[DATA TO PROCESS Boundary: Start]

PR #779, opened 2021-06-21
Update saml v2 limitations

mooreds:
This updates the samlv2 name id policy limits which changed with 1.28


site/docs/v1/tech/samlv2/_saml_limitations.adoc
```diff
@@ -2,14 +2,18 @@ FusionAuth supports SAML both as an Identity Provider (IdP) and as a Service Pro
 
 The IdP implementation has certain limitations. Version `2.0` is supported; other SAML versions are unsupported.
 
-FusionAuth supports two `NameIDPolicy` values:
+Please examine the documented `NameIDPolicy` of the software package for which you are configuring FusionAuth to act as the IdP to determine the correct value.
+
+[NOTE.since]
+====
+Since version 1.28, FusionAuth supports any `NameIDPolicy` value.
```
robotdan, line 9: When we are the IdP, starting in 1.28.0 won't fail validation based upon NameId Policy. However we don't technically support any policy value. 

If the requested NameId policy is Persistent, we will use that, else we will use email. So technically we are supporting Email, Persistent and un-specified. 

```
urn:oasis:names:tc:SAML:1.1:nameid-format:emailAddress
urn:oasis:names:tc:SAML:2.0:nameid-format:persistent
urn:oasis:names:tc:SAML:1.1:nameid-format:unspecified
```

mooreds: Okay, made changes that I hope clarify this.

site/docs/v1/tech/samlv2/_saml_limitations.adoc
```diff
@@ -1,15 +1,22 @@
-FusionAuth supports SAML both as an Identity Provider (IdP) and as a Service Provider (SP). 
+FusionAuth supports SAML both as an Identity Provider (IdP) and as a Service Provider (SP). The IdP implementation has certain limitations. 
 
-The IdP implementation has certain limitations. Version `2.0` is supported; other SAML versions are unsupported.
+Version `2.0` is supported; other SAML versions are unsupported.
 
-FusionAuth supports two `NameIDPolicy` values:
+Please examine the documented `NameIDPolicy` of the software package for which you are configuring FusionAuth to act as the IdP to determine the correct value. FusionAuth won't fail validation on any `NameIDPolicy` value, however if the requested `NameIDPolicy` is `persistent`, FusionAuth will use that, otherwise it will use `email` for the name Id.
```
robotdan, line 5: Should we spell out which property is used for these different name Id formats? 

> ... will use that, and return the User's unique Id (`user.id`), otherwise the user's email address (`user.email`) will be used for the name Id.

site/docs/v1/tech/samlv2/_saml_limitations.adoc
```diff
@@ -1,15 +1,22 @@
...
+
+Therefore, FusionAuth supports the following `NameIDPolicy` values:
```
robotdan, line 7: This is correct, we functionally support these three name Id formats, and `unspecified` will result in `email` for backwards compatibility.

site/docs/v1/tech/samlv2/_saml_limitations.adoc
```diff
@@ -1,15 +1,22 @@
...
 
 * `urn:oasis:names:tc:SAML:1.1:nameid-format:emailAddress`
+* `urn:oasis:names:tc:SAML:2.0:nameid-format:persistent`
 * `urn:oasis:names:tc:SAML:1.1:nameid-format:unspecified`
 
-Please examine the `NameIDPolicy` of the software package for which you are configuring FusionAuth as the IdP to determine if these `NameIDPolicy` values are supported. 
+[NOTE]
+====
+Prior to version 1.28, FusionAuth supported two `NameIDPolicy` values:
```
robotdan, line 15: both of which would result in `email` being used.

mooreds:
Thanks, I reworked it to try to make it a bit clearer.

site/docs/v1/tech/samlv2/_saml_limitations.adoc
```diff
@@ -1,15 +1,24 @@
...
 
 * `urn:oasis:names:tc:SAML:1.1:nameid-format:emailAddress`
+* `urn:oasis:names:tc:SAML:2.0:nameid-format:persistent`
 * `urn:oasis:names:tc:SAML:1.1:nameid-format:unspecified`
 
-Please examine the `NameIDPolicy` of the software package for which you are configuring FusionAuth as the IdP to determine if these `NameIDPolicy` values are supported. 
+To determine the correct value for `NameIDPolicy`, please examine the supported values of the software package for which you are configuring FusionAuth as the IdP.
 
-There is an https://github.com/FusionAuth/fusionauth-issues/issues/522[open feature request] to support `urn:oasis:names:tc:SAML:2.0:nameid-format:persistent` but this `NameIDPolicy` is currently unsupported.
+FusionAuth won't fail validation on any `NameIDPolicy` value. If the requested `NameIDPolicy` is `persistent`, FusionAuth will use that and return the User's unique id (`user.id`). In all other cases, the User's email address (`user.email`) will be used for the name Id.
```
robotdan, line 13: I looked at the code again, I lied to you. We will fail validation if it is not one of these three options. Using `unspecified` or `email` will result in using `email` for backwards compatibility.

mooreds:
Ah, here's where I think the issue was.

There are actually two sets of limits for SAML in FusionAuth. The SP limits and the IdP limits.

I broke these out to separate files and fixed the includes.

robotdan (commented):
LGTM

[DATA TO PROCESS Boundary: End]

## [DIRECTIONS]
In full and word for word, output the entries.

## [SOLUTION]
PR #779, opened 2021-06-21
Update saml v2 limitations

mooreds:
This updates the samlv2 name id policy limits which changed with 1.28


site/docs/v1/tech/samlv2/_saml_limitations.adoc
```diff
@@ -2,14 +2,18 @@ FusionAuth supports SAML both as an Identity Provider (IdP) and as a Service Pro
 
 The IdP implementation has certain limitations. Version `2.0` is supported; other SAML versions are unsupported.
 
-FusionAuth supports two `NameIDPolicy` values:
+Please examine the documented `NameIDPolicy` of the software package for which you are configuring FusionAuth to act as the IdP to determine the correct value.
+
+[NOTE.since]
+====
+Since version 1.28, FusionAuth supports any `NameIDPolicy` value.
```
robotdan, line 9: When we are the IdP, starting in 1.28.0 won't fail validation based upon NameId Policy. However we don't technically support any policy value. 

If the requested NameId policy is Persistent, we will use that, else we will use email. So technically we are supporting Email, Persistent and un-specified. 

```
urn:oasis:names:tc:SAML:1.1:nameid-format:emailAddress
urn:oasis:names:tc:SAML:2.0:nameid-format:persistent
urn:oasis:names:tc:SAML:1.1:nameid-format:unspecified
```

mooreds: Okay, made changes that I hope clarify this.

site/docs/v1/tech/samlv2/_saml_limitations.adoc
```diff
@@ -1,15 +1,22 @@
-FusionAuth supports SAML both as an Identity Provider (IdP) and as a Service Provider (SP). 
+FusionAuth supports SAML both as an Identity Provider (IdP) and as a Service Provider (SP). The IdP implementation has certain limitations. 
 
-The IdP implementation has certain limitations. Version `2.0` is supported; other SAML versions are unsupported.
+Version `2.0` is supported; other SAML versions are unsupported.
 
-FusionAuth supports two `NameIDPolicy` values:
+Please examine the documented `NameIDPolicy` of the software package for which you are configuring FusionAuth to act as the IdP to determine the correct value. FusionAuth won't fail validation on any `NameIDPolicy` value, however if the requested `NameIDPolicy` is `persistent`, FusionAuth will use that, otherwise it will use `email` for the name Id.
```
robotdan, line 5: Should we spell out which property is used for these different name Id formats? 

> ... will use that, and return the User's unique Id (`user.id`), otherwise the user's email address (`user.email`) will be used for the name Id.

site/docs/v1/tech/samlv2/_saml_limitations.adoc
```diff
@@ -1,15 +1,22 @@
...
+
+Therefore, FusionAuth supports the following `NameIDPolicy` values:
```
robotdan, line 7: This is correct, we functionally support these three name Id formats, and `unspecified` will result in `email` for backwards compatibility.

site/docs/v1/tech/samlv2/_saml_limitations.adoc
```diff
@@ -1,15 +1,22 @@
...
 
 * `urn:oasis:names:tc:SAML:1.1:nameid-format:emailAddress`
+* `urn:oasis:names:tc:SAML:2.0:nameid-format:persistent`
 * `urn:oasis:names:tc:SAML:1.1:nameid-format:unspecified`
 
-Please examine the `NameIDPolicy` of the software package for which you are configuring FusionAuth as the IdP to determine if these `NameIDPolicy` values are supported. 
+[NOTE]
+====
+Prior to version 1.28, FusionAuth supported two `NameIDPolicy` values:
```
robotdan, line 15: both of which would result in `email` being used.

mooreds:
Thanks, I reworked it to try to make it a bit clearer.

site/docs/v1/tech/samlv2/_saml_limitations.adoc
```diff
@@ -1,15 +1,24 @@
...
 
 * `urn:oasis:names:tc:SAML:1.1:nameid-format:emailAddress`
+* `urn:oasis:names:tc:SAML:2.0:nameid-format:persistent`
 * `urn:oasis:names:tc:SAML:1.1:nameid-format:unspecified`
 
-Please examine the `NameIDPolicy` of the software package for which you are configuring FusionAuth as the IdP to determine if these `NameIDPolicy` values are supported. 
+To determine the correct value for `NameIDPolicy`, please examine the supported values of the software package for which you are configuring FusionAuth as the IdP.
 
-There is an https://github.com/FusionAuth/fusionauth-issues/issues/522[open feature request] to support `urn:oasis:names:tc:SAML:2.0:nameid-format:persistent` but this `NameIDPolicy` is currently unsupported.
+FusionAuth won't fail validation on any `NameIDPolicy` value. If the requested `NameIDPolicy` is `persistent`, FusionAuth will use that and return the User's unique id (`user.id`). In all other cases, the User's email address (`user.email`) will be used for the name Id.
```
robotdan, line 13: I looked at the code again, I lied to you. We will fail validation if it is not one of these three options. Using `unspecified` or `email` will result in using `email` for backwards compatibility.

mooreds:
Ah, here's where I think the issue was.

There are actually two sets of limits for SAML in FusionAuth. The SP limits and the IdP limits.

I broke these out to separate files and fixed the includes.

robotdan (commented):
LGTM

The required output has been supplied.